PROVIDED RECORDS:
_____

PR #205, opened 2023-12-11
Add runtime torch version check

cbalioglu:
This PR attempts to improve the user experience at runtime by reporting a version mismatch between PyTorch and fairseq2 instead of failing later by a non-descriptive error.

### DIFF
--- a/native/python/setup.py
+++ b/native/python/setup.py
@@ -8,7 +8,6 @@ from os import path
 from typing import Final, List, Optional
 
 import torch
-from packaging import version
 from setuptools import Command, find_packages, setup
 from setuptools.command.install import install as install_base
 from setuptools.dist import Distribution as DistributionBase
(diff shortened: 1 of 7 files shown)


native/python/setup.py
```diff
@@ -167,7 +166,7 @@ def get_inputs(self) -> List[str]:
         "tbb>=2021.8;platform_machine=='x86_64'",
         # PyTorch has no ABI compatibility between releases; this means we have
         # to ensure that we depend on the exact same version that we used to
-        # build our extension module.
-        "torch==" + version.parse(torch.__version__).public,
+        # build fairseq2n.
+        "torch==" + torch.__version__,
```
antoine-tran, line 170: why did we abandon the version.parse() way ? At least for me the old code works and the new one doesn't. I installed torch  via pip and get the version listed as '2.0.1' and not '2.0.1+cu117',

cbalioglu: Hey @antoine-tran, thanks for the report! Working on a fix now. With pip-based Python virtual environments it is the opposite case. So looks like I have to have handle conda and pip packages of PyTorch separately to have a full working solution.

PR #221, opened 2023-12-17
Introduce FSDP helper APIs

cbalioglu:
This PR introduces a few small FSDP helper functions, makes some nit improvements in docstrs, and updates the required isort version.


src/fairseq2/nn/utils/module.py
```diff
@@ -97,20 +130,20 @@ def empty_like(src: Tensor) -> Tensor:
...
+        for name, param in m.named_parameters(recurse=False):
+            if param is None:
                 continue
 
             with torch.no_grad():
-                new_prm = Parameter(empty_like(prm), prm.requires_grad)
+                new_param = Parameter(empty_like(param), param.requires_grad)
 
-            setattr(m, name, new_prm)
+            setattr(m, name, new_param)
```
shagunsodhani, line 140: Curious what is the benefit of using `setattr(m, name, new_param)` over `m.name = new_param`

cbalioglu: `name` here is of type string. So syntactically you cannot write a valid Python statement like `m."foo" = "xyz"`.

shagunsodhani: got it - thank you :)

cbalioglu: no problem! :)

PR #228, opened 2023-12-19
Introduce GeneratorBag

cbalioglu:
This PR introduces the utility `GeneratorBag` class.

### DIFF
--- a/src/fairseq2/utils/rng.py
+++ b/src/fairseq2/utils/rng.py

_____

WORK TO BE COMPLETED: Using the data above, reproduce exactly the lines from the line that contains "This PR attempts" through the line that contains "antoine-tran, line 170: why", including both.

SOLUTION TO THE PROBLEM:
This PR attempts to improve the user experience at runtime by reporting a version mismatch between PyTorch and fairseq2 instead of failing later by a non-descriptive error.

### DIFF
--- a/native/python/setup.py
+++ b/native/python/setup.py
@@ -8,7 +8,6 @@ from os import path
 from typing import Final, List, Optional
 
 import torch
-from packaging import version
 from setuptools import Command, find_packages, setup
 from setuptools.command.install import install as install_base
 from setuptools.dist import Distribution as DistributionBase
(diff shortened: 1 of 7 files shown)


native/python/setup.py
```diff
@@ -167,7 +166,7 @@ def get_inputs(self) -> List[str]:
         "tbb>=2021.8;platform_machine=='x86_64'",
         # PyTorch has no ABI compatibility between releases; this means we have
         # to ensure that we depend on the exact same version that we used to
-        # build our extension module.
-        "torch==" + version.parse(torch.__version__).public,
+        # build fairseq2n.
+        "torch==" + torch.__version__,
```
antoine-tran, line 170: why did we abandon the version.parse() way ? At least for me the old code works and the new one doesn't. I installed torch  via pip and get the version listed as '2.0.1' and not '2.0.1+cu117',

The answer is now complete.